Deshimaru was being sent on a dangerous mission over enemy waters, and the Master knew this, and so he removed his old Rakusu (a material worn over the neck and breast, symbolic of a Kesa) and gave it to his disciple, along with his notebook containing the Shodoka. "Respect and have faith in what I have given you," said the Master, "and you will have good karma."

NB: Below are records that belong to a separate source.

PR #3890, opened 2022-01-17
FGBoost functionality and Correctness unit test

Litchilitchy:


jason-dai:
Why are you changing HFL, VFL, NN, etc., in FGBoost PR?

Litchilitchy:
> Why are you changing HFL, VFL, NN, etc., in FGBoost PR?

* The `Table` proto changes so the NN proto based on it is also change
* During this PR, seems some upstream changes from Dllib make implicit type not applicable, so something like `Adam[Float]` is added.

jason-dai:
> > Why are you changing HFL, VFL, NN, etc., in FGBoost PR?
> 
> * The `Table` proto changes so the NN proto based on it is also change
Make this a separate PR

> * During this PR, seems some upstream changes from Dllib make implicit type not applicable, so something like `Adam[Float]` is added.
Do we have unit test for this? Make this a separate PR

> * some DataFrame API generalization makes the intermediate type of NN change.
Make this a separate PR

Litchilitchy:
@jason-dai Noted. This PR will be split to following PRs in sequential.
* proto refactor
* Adam[Float], dllib related changes & fgboost functionality (these two has no dependencies and could create at same time)
* DataFrame API refactor and new functionality (the fgboost correctness test will use not refactored code for now)

PR #3895, opened 2022-01-18
Add Performance Finetune to fit in nano.tf.keras.Model

charlieJ107:


python/nano/src/bigdl/nano/tf/keras/Model.py
```diff
@@ -13,11 +13,54 @@
...
+                                   shuffle, class_weight,
+                                   sample_weight, initial_epoch, steps_per_epoch, validation_steps,
+                                   validation_batch_size, validation_freq,
+                                   max_queue_size, workers, use_multiprocessing)
+            batch_size_12 = int(batch_size / 4)
+            super(Model, self).fit(x, y, batch_size_12, epochs, verbose, callbacks, validation_split, validation_data,
+                                   shuffle, class_weight,
+                                   sample_weight, initial_epoch, steps_per_epoch, validation_steps,
+                                   validation_batch_size, validation_freq,
+                                   max_queue_size, workers, use_multiprocessing)
```
yangw1234, line 60: I think it is better to print a summary line about each trails' performance at the end.

python/nano/src/bigdl/nano/tf/keras/Model.py
```diff
@@ -13,11 +13,54 @@
...
+
+        else:
+            super(Model, self).fit(
```
yangw1234, line 63: I think you should add `return ` here

python/nano/src/bigdl/nano/tf/keras/Model.py
```diff
@@ -13,11 +13,54 @@
...
+            initial_epoch=0,
+            steps_per_epoch=None,
+            validation_steps=None,
+            validation_batch_size=None,
+            validation_freq=1,
+            max_queue_size=10,
+            workers=1,
+            use_multiprocessing=False,
+            perf_tune=None):
+        if perf_tune is not None:
```
yangw1234, line 44: How about making perf_tune a boolean argument, and we will tuning all of `batch_size`, `callbacks` and `dataset`

charlieJ107: Or I add an option "All" to run all of the tunning task.

jason-dai:
@shane-huang who is working on the tuning support in nano

python/nano/src/bigdl/nano/tf/keras/Model.py
```diff
@@ -13,11 +13,92 @@
...
+            if batch_size is None:
+                batch_size = 32
+            # Data pipeline
+            print("Prefetch Datapipeline")
+            assert issubclass(
+                type(x), tf.data.Dataset), "Data object currently only support tf.data.dataset"
+
+            batched_data=[]
+            batched_target = []
+            for i in range(batch_size):
```
yangw1234, line 56: dataset is already assumed to be batched. see https://www.tensorflow.org/api_docs/python/tf/keras/Model#fit

python/nano/src/bigdl/nano/tf/keras/Model.py
yangw1234: 1. `dataset = dataset.take(1).cache().repeat(100)` cache the first elements and repeat to create enough data for 100 iterations, this step is to see the effects of dataset to throughput
2.  `dataset = dataset.unbatch().batch(new_batch_size).cache().repeat(100)`, compare to 1 to see the effects of batch_size on throughput

python/nano/src/bigdl/nano/tf/keras/Model.py
yangw1234: 1. `dataset = dataset.take(1).cache().repeat(100)` cache the first elements and repeat to create enough data for 100 iterations, this step is to see the effects of dataset to throughput
2.  `dataset = dataset.unbatch().batch(new_batch_size).cache().repeat(100)`, compare to 1 to see the effects of batch_size on throughput

python/nano/src/bigdl/nano/tf/keras/Model.py
```diff
@@ -13,11 +13,92 @@
...
+                batched_data_item, batched_target_item = next(iter(x))
+                # batched_data.append((batched_data_item, batched_target_item))
+                batched_data.append(batched_data_item)
+                batched_target.append(batched_target_item)
+            start = time()
+            super(Model, self).fit(
```
yangw1234, line 62: Could you restructure the code to make it easy to understand?
Such as writing the logic in a loop. Inside the loop, you first generate the modified arguments and then call `.fit` using the generated arguments. So that we only see this `super(Model, self).fit` once in the source code. (The DRY principle)

python/nano/src/bigdl/nano/tf/keras/Model.py
```diff
@@ -13,11 +13,71 @@
...
+            ]
+            
+            for x in dataList:
+                start = time()
+                super(Model, self).fit(
+                x, y, batch_size, epochs, verbose, callbacks, validation_split, validation_data, shuffle, class_weight,
+                    sample_weight, initial_epoch, steps_per_epoch, validation_steps, validation_batch_size, validation_freq,
+                    max_queue_size, workers, use_multiprocessing)
+                end = time()
+                print("Throughput: ", len(x)/(end-start))
```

Deshimaru, whose job it was to direct a Japanese-controlled copper mine off Indonesia, shipped out in a convoy of freighters and destroyers. However, once they were beyond Japanese-controlled waters, submarines of the United States Navy made devastating attacks on the convoy, sinking one ship after the other. Deshimaru's freighter was carrying a cargo of dynamite, and whenever a torpedo skirted the bow or the stern, crew members, beyond themselves with fear, plunged blindly overboard. The ship was in the hands of a capable captain, however, and so Deshimaru sat on the forecastle below the captain's cockpit in the perfect full lotus. He sat, calmly and erect, on a case of dynamite. Forty days later Deshimaru's unarmed freighter pulled into the Mekong and threw anchor.
Of a convoy of fifty-one ships, his alone arrived at its destination. The freighter, incidentally, was called The Supreme Law of the Buddha.
Finding himself on the island of Bangka, off the coast of Sumatra, Deshimaru taught the practice of zazen to the Chinese, Indonesian and European inhabitants. However, saddened and depressed by the comportment of his own people (the Japanese Army of Occupation was indiscriminately torturing and executing large numbers of the local inhabitants), Deshimaru actively took up the Bangka people's cause. Tagged as a resistance fighter against the Imperial Japanese Army, Deshimaru was thrown into prison. Despite malaria, the intense heat, the flies, the filth, the lack of food and water, and his scheduled execution, the man sat facing a wall in his cell, with his Master's Rakusu about his neck.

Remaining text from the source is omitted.